Indian scholar (1935–2015)

Maulana Abdullah Quraishi Al-Azhari (19 September 1935 – 8 December 2015 Hyderabad) was an Islamic scholar from Hyderabad, India. He served as the khateeb and imam of the Mecca Masjid in Hyderabad and the vice chancellor of Jamia Nizamia University.

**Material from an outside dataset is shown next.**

Issue #2196, opened 2021-03-03
[cleanup] Untangle the dependencies between the Taichi submodules


k-ye:
Clean up the organization of the code in CMake, such that `taichi_core.so` can be composed from a few smaller libraries. 

The near-term goal is to isolate the part that do not need to interact with `pybind11` into its own library (call it `liba`). `liba` can be linked into both `taichi_core.so` and the unit test executable (#2195 ). This is mainly to make Taichi code unit-testable. Currently, linking `taichi_core.so` into the unit tests doesn't work, and it still requires the full python dependency. (I tried linking the python lib as well, but then got GIL issue and felt like it was not worth the efforts digging into it)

==Early life and education==
Quraishi was born to Abdur Raheem, in Dundigal, Andhra Pradesh, also an imam of the Mecca Masjid, on September 19, 1935.

He went to Hyderabad from Dundigal and started his studies as a student in Hifz and Qirath of Quran in Mecca Masjid. Then he studied Metric from Aligarh Muslim University and Graduated from Osmania University. Then he completed Fazil in Jamia Nizamia and Academics from Nagpur University. Maulana then completed his M.Phil by research on Dawatul Islamia Al Ma'aasirah Fil Hind. The Government of India then decided to send him to Al-Azhar University in Egypt in 1964 where he completed 'Shahadatul Aliya' and 'Shahadatut Taqassus'. He stayed in Egypt for 8 years and also learned Qirath from Sheikh Ibrahim Awad in Egypt and recited the Qur'an at many places on several occasions there.

==Return from Egypt==
Quraishi returned to Hyderabad from Egypt in 1973 after completing his studies. After coming back, the 8th Nizam, Nawab Mir Barkath Ali Khan Mukarram Jah opened a school for teaching Qur'an with Tajweed called Idaarah Mukarram Jah Dar-ut-Tajweed Wal Qir'ath, which was located in Purani Haweli. He is an Arabic Scholar and has also taught adab since 1978 and was Sheikh-Ul-Adab in Jamia Nizamia. He also served as the Vice Chancellor of Jamia Nizamia.

==Qur'an Recitation==
Maulana has mastered Qir'ath from Qari Abdur Raheem, Qari Abdul Bari and Qari Kaleemullah Hussaini. He also learnt Qir'ath from Sheikh Ibrahim Awad in Egypt.
Maulana has a unique way of reciting Qir'ath in which all the Tunes which are called 'Lehja' in Arabic, can be completed in 5–7 minutes. He has won several awards all over the world for his Recitation. There are many competitions that are being held globally, and his disciples also go to these competitions to represent him and also to win them. His sessions on Qir'ath are conducted every day after Fajr and has been continuing since more than 30 years. The name of the Qirath school is Idaarah Mukarram Jah Dar-ut-Tajweed Wal Qir'ath,, which was opened by the 8th Nizam of Hyderabad, after he was inspired by Maulana's Qirath. Below are the places where he has taught the Qir'ath.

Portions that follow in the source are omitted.